We read Lincoln’s sentiments, we ponder his words - the beauty of the sentiments he expressed enthralls us; the majesty of his words holds us spellbound - but we have not paid to his message its just tribute until we - ourselves - live it. For well he knew that to live for country is a duty, as demanding as is the readiness to die for it. So long as this truth remains our guiding light, self-government in this nation will never die.

True to democracy’s basic principle that all are created equal and endowed by the Creator with priceless human rights, the good citizen now, as always before, is called upon to defend the rights of others as he does his own; to subordinate self to the country’s good; to refuse to take the easy way today that may invite national disaster tomorrow; to accept the truth that the work still to be done awaits his doing.

On this day of commemoration, Lincoln still asks of each of us, as clearly as he did of those who heard his words a century ago, to give that increased devotion to the cause for which soldiers in all our wars have given the last full measure of devotion. Our answer, the only worthy one we can render to the memory of the great emancipator, is ever to defend, protect and pass on unblemished, to coming generations the heritage - the trust - that Abraham Lincoln, and all the ghostly legions of patriots of the past, with unflinching faith in their God, have bequeathed to us - a nation free, with liberty, dignity, and justice for all."

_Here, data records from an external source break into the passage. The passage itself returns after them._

PR #2981, opened 2026-01-19
[ffigen] Improve error message when native functions fail to load (Fixes #2953)

### LINKED ISSUE #2953: [ffigen] Better errors when native functions don't load
If a user bound class/method fails to load, tell the user to check whether the target library is linked into their app.
If one of the native trampolines (eg `_1he9jgr_wrapListenerBlock_1pl9qdv`) fails to load, tell the user they need to include the generated `.m` file in their app.

singlakinjal:
## What
Wraps the symbol lookup function in a `try-catch` block in the generated Dart bindings.

## Why
Fixes #2953.
Previously, if a native library wasn't linked or a symbol was missing, the generated code would crash with a generic lookup error. This change catches that error and throws a helpful `ArgumentError` that explicitly tells the user: "This is likely because the native library is not linked or the symbol is missing."

## Testing
- [x] Verified locally by generating bindings for `example/simple`.
- [x] Created a test script that attempted to call the generated functions without linking the library.
- [x] Confirmed that the new descriptive `ArgumentError` is thrown instead of the raw lookup failure.

## Checklist
- [x] I have reviewed the contributor guide and applied the relevant portions to this PR.

### DIFF
--- a/pkgs/ffigen/lib/src/code_generator/objc_block.dart
+++ b/pkgs/ffigen/lib/src/code_generator/objc_block.dart
@@ -255,7 +255,7 @@ abstract final class $name {
 
 ''');
 
-    // Listener block constructor is only available for void blocks.
+    /// Listener block constructor is only available for void blocks.
     if (hasListener) {
       // This snippet is the same as the convFn above, except that the params
       // don't need to be retained because they've already been retained by
@@ -294,7 +294,16 @@ abstract final class $name {
           {bool keepIsolateAlive = true}) {
     final raw = $newClosureBlock($listenerCallable.nativeFunction.cast(),
         $listenerConvFn, keepIsolateAlive);
-    final wrapper = $wrapListenerFn(raw);
+
+    dynamic wrapper;
+    try {
+      wrapper = $wrapListenerFn(raw);
+    } catch (_) {
+      $releaseFn(raw.cast());
+      throw UnsupportedError('Failed to load native trampoline. '
+          'Ensure the generated .m file is linked.');
+    }
+
     $releaseFn(raw.cast());
     return $blockType(wrapper, retain: false, release: true);
   }
@@ -316,7 +325,17 @@ abstract final class $name {
     final rawListener = $newClosureBlock(
         $blockingListenerCallable.nativeFunction.cast(),
         $listenerConvFn, keepIsolateAlive);
-    final wrapper = $wrapBlockingFn(raw, rawListener, $objCContext);
+
+    dynamic wrapper;
+    try {
+      wrapper = $wrapBlockingFn(raw, rawListener, $objCContext);
+    } catch (_) {
+      $releaseFn(raw.cast());
+      $releaseFn(rawListener.cast());
+      throw UnsupportedError('Failed to load native trampoline. '
+          'Ensure the generated .m file is linked.');
+    }
+
     $releaseFn(raw.cast());
     $releaseFn(rawListener.cast());
     return $blockType(wrapper, retain: false, release: true);


dcharkes:
@singlakinjal Can you elaborate on the message you're seeing without this fix? We should fix that instead if we can.

I worry that adding a try catch to every single function is a lot of code bloat. I'd want to know the size and speed regressions for doing that before always applying that for every single binding. Once you've got the bundling set up correctly, you'll likely never see such error again.

singlakinjal:
Thanks for looking at this @dcharkes.

Here is the error I see without the fix (it's the raw dlsym failure):
`Invalid argument(s): Failed to lookup symbol 'sum': dlsym(RTLD_DEFAULT, sum): symbol not found`

I definitely agree about the code bloat concern—I just followed the suggestion in the issue to wrap the functions.

Do you think we could handle this centrally instead? Maybe by wrapping the `_lookup` function inside the `NativeLibrary` constructor? That would give us the better error message without adding a try-catch to every single generated method.

dcharkes:
Ah, you're using the `_lookup` and `DynamicLibrary` based bindings.

Try switching to the `@Native` based bindings.

See the example in https://github.com/dart-lang/native/tree/main/pkgs/code_assets/example/sqlite

It uses a build hook for bundling and the error messages for `@Native() external` functions are better than the ones that boil down to `DynamicLibrary`.

Let me know if that works for you.

singlakinjal:
Thank you for the link. I understand how using `@Native` solves this error message problem automatically.

But for users who are still using the old `DynamicLibrary` way, do you think it is worth adding this fix?

dcharkes:
`Invalid argument(s): Failed to lookup symbol 'sum': dlsym(RTLD_DEFAULT, sum): symbol not found`

->

`Failed to look up symbol 'sum'. This is likely because the native library is not linked or the symbol is missing. Error: Failed to lookup symbol 'sum': dlsym(RTLD_DEFAULT, sum): symbol not found`

That only adds `native library is not linked or the symbol is missing` over `Failed to look up symbol`. If a lookup of any native code fails, it is always one of those two reasons? There are no other reasons why a `dlsym` call would fail. If you think it would be helpful the error message on `DynamicLibrary.lookup` should be expanded to include `This is likely because the native library is not linked or the symbol is missing`. However, those are the only two reasons looking up symbols would fail.

I do agree it's rather painful to diagnose _why_ the native library is not linked or the symbol is missing. That's why we are switching to build hooks, those are making that easier!

singlakinjal:
I see what you mean. Technically, `dlsym` failing implies those causes, so the extra text doesn't add new technical info.

The reason I suggested it is that for a beginner (like me), the `dlsym` error can be a bit confusing. Seeing text like "Native library is not linked" feels much more easy to understand and clearly tells what action to take next when stuck in debugging.

But I understand if we want to keep the code simple, especially since `@Native` is the future. Do you prefer I close this PR, or is the beginner-friendly message worth the change?

dcharkes:
Let's just close it then. 👍  P.S. You can paste such error messages in an LLM and it will give you some background info 🙃  (what a wonderous time we live in!)

singlakinjal:
Understood. Thanks for the feedback and for explaining the context regarding `@Native`.

liamappelbe:
@dcharkes For context, I've been getting a lot of bug reports that are just people not including various native sources/libraries in their build. #2953 is about detecting those specific cases, and telling them exactly which source file needs to be included in their build. The main one is the generated .m file that contains the block trampolines.

pkgs/ffigen/lib/src/code_generator/func.dart
```diff
@@ -208,8 +208,14 @@ $dartReturnType $enclosingFuncName($dartArgDeclString) {
       final lookupStr = Namer.stringLiteral(lookupName);
       final lookupFn = context.extraSymbols.lookupFuncName!.name;
       s.write('''
-late final $funcPointerName = $lookupFn<
-    ${context.libs.prefix(ffiImport)}.NativeFunction<$cType>>('$lookupStr');
+late final $funcPointerName = () {
```
liamappelbe, line 211: The main error message I wanted to improve is in objc_block.dart. In that file you can see a section that generates ObjC code containing native trampolines. That file also contains generated Dart code that tries to load those trampolines. That's the load that we need to check, and if it fails, tell the user that they need to include the .m file in their build (include the file name in the error).

singlakinjal:
@liamappelbe Thanks for the context! That makes total sense.

I had actually just cleaned up my branch assuming this was closed, but I am happy to restore the work and move the logic to `objc_block.dart` as you suggested to handle the generated trampolines.

Could we reopen this PR so I can push those updates?

singlakinjal:
I've pushed the fix for the crash.

I kept the error message generic for now since I wasn't sure of the best way to access the output filename from context in this specific class. If you can point me to the right config property, I'm happy to update it.

pkgs/ffigen/lib/src/code_generator/objc_block.dart
```diff
@@ -255,7 +255,7 @@ abstract final class $name {
 
 ''');
 
-    // Listener block constructor is only available for void blocks.
+    /// Listener block constructor is only available for void blocks.
```
liamappelbe, line 258: `///` makes a documentation comment, which is not what this comment is supposed to be.

liamappelbe:
> I kept the error message generic for now since I wasn't sure of the best way to access the output filename from context in this specific class. If you can point me to the right config property, I'm happy to update it.

`config.output.objCFile`. Eg: https://github.com/dart-lang/native/blob/main/pkgs/ffigen/lib/src/ffigen.dart#L37

pkgs/ffigen/lib/src/code_generator/objc_block.dart
```diff
@@ -294,7 +294,16 @@ abstract final class $name {
           {bool keepIsolateAlive = true}) {
     final raw = $newClosureBlock($listenerCallable.nativeFunction.cast(),
         $listenerConvFn, keepIsolateAlive);
-    final wrapper = $wrapListenerFn(raw);
+
+    dynamic wrapper;
```
liamappelbe, line 298: Don't use `dynamic`. You can figure out the type of `wrapper` by looking at where `wrapListenerFn` comes from.

pkgs/ffigen/lib/src/code_generator/objc_block.dart
```diff
@@ -294,7 +294,16 @@ abstract final class $name {
...
+    try {
```
liamappelbe, line 299: All these try-catches bloat the generated code quite a lot. Can you add a utility function to `package:objective_c` that does this? Take a look at [objc_built_in_functions.dart](https://github.com/dart-lang/native/blob/main/pkgs/ffigen/lib/src/code_generator/objc_built_in_functions.dart) to see how ffigen references functions defined in package:objective_c.

pkgs/ffigen/lib/src/code_generator/func.dart
liamappelbe: Only guard the loads in `objc_block.dart`. As Daco points out, the try-catch here is a bit redundant.

liamappelbe:
@singlakinjal I left some review comments a while ago that you haven't responded to yet. Are you still planning to continue this PR?

singlakinjal:
@liamappelbe @dcharkes Thank you both for the helpful reviews! I am currently a beginner and I don't have enough context in Dart/ffigen to properly resolve the merge conflicts and move the logic over to objc_block.dart as requested.

I am going to step away from this PR so someone with more Dart experience can pick it up. Feel free to close this or take over the branch. Thanks for your time!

I'd just add for those interested in more about Lincoln's oratory, Ronald C. White Jr. has written two very good books (in addition to his excellent biography of Lincoln) that focus on Lincoln's rhetorical skills: "Lincoln's Greatest Speech: The Second Inaugural" and "The Eloquent President: A Portrait of Lincoln Through His Words."   

The NYT's Disunion feature this morning is about "The Other Gettysburg Address," the day's main oration, delivered at great length and after much preparation by Edward Everett.

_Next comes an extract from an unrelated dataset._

PR #2982, opened 2026-01-20
[native_toolchain_c] Use `-encryptable` linker flag

liamappelbe:
Use the `-encryptable` linker flag on iOS and macOS. This flag essentially reserves a small chunk of space in the generated binary that can later be filled with metadata if/when the binary is encrypted. I don't know of any significant downsides to this, since this reservation is only about 32 bytes, so I've just enabled it unconditionally.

The rest, as they say, is history. Some prescient observers sensed the power of Lincoln’s achievement immediately. Everett was among them. The next day, he wrote to Lincoln: “I should be glad, if I could flatter myself, that I came as near to the central idea of the occasion in two hours, as you did in two minutes.” Lincoln replied gracefully.


Thanks for this post, Joe. There is another quote from O'Donnell on the same page which is spectacular. Talking about the words of LIncoln and Augustine,  O'Donnell writes: "They can still sneak up on the unwary and overwhelm them with insights so persuasive and so beautifully expressed as to seem to defeat all debate. And even if the persuastion is resisted, the persuasivenss and the beauty remain undeniable. Accomplishment like that transcends its moment, is rewritten regularly, and persists because of its ability to remake itself." Lincoln, Augustine and Kennedy were deeply flawed men. Yet their ability to express themselves, along with our need for heroes/saints, makes us want to idolize them and give them immortality. It is far from certain that the savage Civil War was necessary, and quite dubious that a man who told us we could kill Christians and that babies would go to hell was in the right frame of mind. JFK had serious character defects. 

It is heresy to criticize them. Yet all three are idolized beyond credibility. The need for heroes overrules veracity. It is this kiind of thinking that gets us into wars like Iraq. The reason it took the Boston Globe and the courts to persuade Catholics that there was a serious pedophilia problem among the clergy. 

A note on O'Donnell and Catholic scholars. They loved his work on the Confessions which made it easy to teach in their courses and write about in their books.  But in his monumental work, "Augustine" they ran for cover as if candy was taken away from them. Too lazy to decipher a brilliantly original work and give up long held beliefs. . 

Bill, thanks for updating us as to these men's character flaws. Could you please tell me the flaws of the following historical figures?

  • Hamilcar Barca
  • Æthelred the Unready
  • Jim Henson
  • Louis Blériot
  • Orville Redenbacher
  • Anne of Cleves
  • Robin Gibb

It's good to have an expert on hand.


Nemo dat quod not habet. Or if you prefer: ex nihilo nihil fit. 

Thanks so much for being solicitious to learn.